The prodigal son ruined his life and came home. He had a long time to reflect on how free his father had made him, and how dangerous that was to him. But he came home. And the father met him and reinstated him completely. No repentance, no provision – “he is sort of any immature Christian, we should put him under the law for a little while, to school him. He might do this again, and if we don’t discipline him, he might just go back and do it again.” I’m sure that the father’s servants had all of these very important and helpful things to say to him.

But the father said, “No, give him the ring, give him the shoes, give him the robe. He’s my son. It’s as if he never left.” But I guarantee you, something happened in the heart of that boy. That boy was never the same. The love of the Father is the same yesterday and today and forever, but our response to the Father once we’ve been loved in that way is never the same.

God wants us free of manipulation so that when we come back to him, it’s the real thing. Another way to put this is that you cannot give yourself to God if you don’t own yourself. If you are not in possession of yourself, if you’re doing what you’re doing out of some compulsion or manipulation that’s in your conscience or religion or from the expectations of the people around you, if you’re not completely in control of yourself and you are not making choices, then you cannot give yourself.

God will not sell you anything or trade you anything, he will only give. And he will not be bought or manipulated or coerced. He will only receive. Freely given, freely received. That’s the kind of relationship he wants us to have with him. And it is dangerous, it requires a close relationship with him, it requires knowing him, and it requires courage. That’s what he has called us to be. It is for freedom that Christ has set us free. Know Jesus, and you will be free indeed.

I know that God has called this church to do great things, and it is going to cost a lot of money to do those things. And I have just made it impossible for me to manipulate that money out of you. But I am not nervous about it, because I know that once you see God’s lavish love for you and the extent of his grace poured out to you, you will be so grateful that he has given you so many ways to love him back, one of the ways being your life’s blood your money. You will be so grateful that he has given you this avenue to come back to him. And then you will know the joy of being a cheerful giver, not a manipulated giver.

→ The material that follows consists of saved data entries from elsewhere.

PR #456, opened 2024-12-18
Adds postcss-import plugin + fixes import for react phone styles

taylorjdawson:
### CSS Import Rules Error

After importing `import '@turnkey/sdk-react/styles';` in the `layout.tsx` file and running `npm run dev`, an error occurred. When bundling CSS with Rollup using `rollup-plugin-postcss`, `@import` rules are not being correctly placed at the top of the final CSS bundle. This violates CSS specifications, which require `@import` statements to precede all other rules (except `@charset` and `@layer`).

#### Solution

Add `postcss-import` plugin to the PostCSS configuration to the Rollup setup.

The `postcss-import` plugin processes `@import rules` and ensures they appear at the top of the CSS file. By including this in the PostCSS plugins array, all `@import` rules are handled correctly before other CSS rules are processed, preventing build errors.

```bash
@import rules must precede all rules aside from @charset and @layer statements at [project]/node_modules/@turnkey/sdk-react/dist/styles.esm.css:0:6309
```

#### Additional Build Error with postcss-import

When using `postcss-import`, I encountered a build error related to importing CSS from external packages:

```bash
postcss-import: Failed to find 'react-international-phone/style.css'
```

This occurs because `postcss-import` cannot resolve the CSS import from the `node_modules` directory when it's imported within a CSS file.

##### Solution

Instead of importing the styles in `PhoneInput.css`:

```css
@import "react-international-phone/style.css";
```

Move the import to the React component file (`PhoneInput.tsx`) directly:

```tsx
import "react-international-phone/style.css";
```

This approach allows the bundler to correctly resolve the CSS import from `node_modules`, fixing the build error.

## Did you add a changeset?

### DIFF
--- a/packages/sdk-react/rollup.config.mjs
+++ b/packages/sdk-react/rollup.config.mjs
@@ -1,47 +1,54 @@
-import typescript from "@rollup/plugin-typescript";
-import nodeExternals from "rollup-plugin-node-externals";
-import path from "node:path";
-import postcss from "rollup-plugin-postcss";
-import preserveDirectives from "rollup-preserve-directives";
-import url from "@rollup/plugin-url";
-import alias from "@rollup/plugin-alias";
-import copy from "rollup-plugin-copy";
+import typescript from '@rollup/plugin-typescript';
+import nodeExternals from 'rollup-plugin-node-externals';
+import path from 'node:path';
+import postcss from 'rollup-plugin-postcss';
+import preserveDirectives from 'rollup-preserve-directives';
+import url from '@rollup/plugin-url';
+import alias from '@rollup/plugin-alias';
+import copy from 'rollup-plugin-copy';
+import postcssImport from 'postcss-import';
 
 const getFormatConfig = (format) => {
-  const pkgPath = path.join(process.cwd(), "package.json");
+  const pkgPath = path.join(process.cwd(), 'package.json');
   const __dirname = path.dirname(new URL(import.meta.url).pathname);
 
   return {
     input: 'src/index.ts',
     output: {
       format,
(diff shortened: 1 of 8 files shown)


packages/sdk-react/src/components/auth/Auth.tsx
```diff
@@ -60,7 +64,7 @@ interface AuthProps {
     facebookEnabled: boolean;
     googleEnabled: boolean;
   };
-  configOrder: string[];
+  configOrder: AuthSection[];
```
moe-dev, line 67: let's make these changes in another PR - this breaks example build since this type is not exported and will not be consistent with our docs at the moment

moe-dev (approved):

turnekybc (approved):

packages/sdk-react/rollup.config.mjs
```diff
@@ -1,47 +1,54 @@
-import typescript from "@rollup/plugin-typescript";
-import nodeExternals from "rollup-plugin-node-externals";
-import path from "node:path";
-import postcss from "rollup-plugin-postcss";
-import preserveDirectives from "rollup-preserve-directives";
-import url from "@rollup/plugin-url";
-import alias from "@rollup/plugin-alias";
-import copy from "rollup-plugin-copy";
+import typescript from '@rollup/plugin-typescript';
```
andrewkmin, line 1: would expect these to be double quotes

moe-dev: from all the package READMES it shows single quotes actually. It seems like we were incorrect before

Paul didn’t use the law to motivate people to give. He said, “Don’t you know that Jesus was rich, and for your sake became poor?” (2 Corinthians 8:9). He holds up an example of love and incites them to love God back. “I am not commanding you, but I am checking out the sincertity of your love.”

Again in 1 Corinthians 6 when he was exhorting and correcting them about their sexual immorality, he did not say, “Don’t you know the law of God? Thou shalt not commit adultery?” He didn’t bring in the law at all.

Paul had a way of saying, “Do this and don’t do that”. But it was totally different to the law. Look at 1 Corinthians 6:13b-17. Paul did not hit them with the law, even though there was an obvious law to hit them with. He never did. The first half of Paul’s letters say, “You’re great, you’re wonderful, you’re doing a great job, you are loved by God, you are completely secure in him” – he takes away any possibility of manipulating them with law, and then he says, “Look what you’re doing. If you love God, how can you do that? Reflect on his love again, and you will come up with the right response.” He reminds us of God’s love and says, “Now, how are you going to act?”

The Bible is not an index of answers to your questions necessarily. Much less is it a book of rules. The Bible is your new husband’s heart on paper. As you experience his love, you will want to approach the Bible in a brand new way, looking to see, “Now, what can I do for you ?” And you are going to find lots to do. But you won’t do it because of a contract or to get even with your conscience, or to be accepted around here. You’ll do it out of love for your new husband. You don’t have a contract with God, you have a marriage covenant.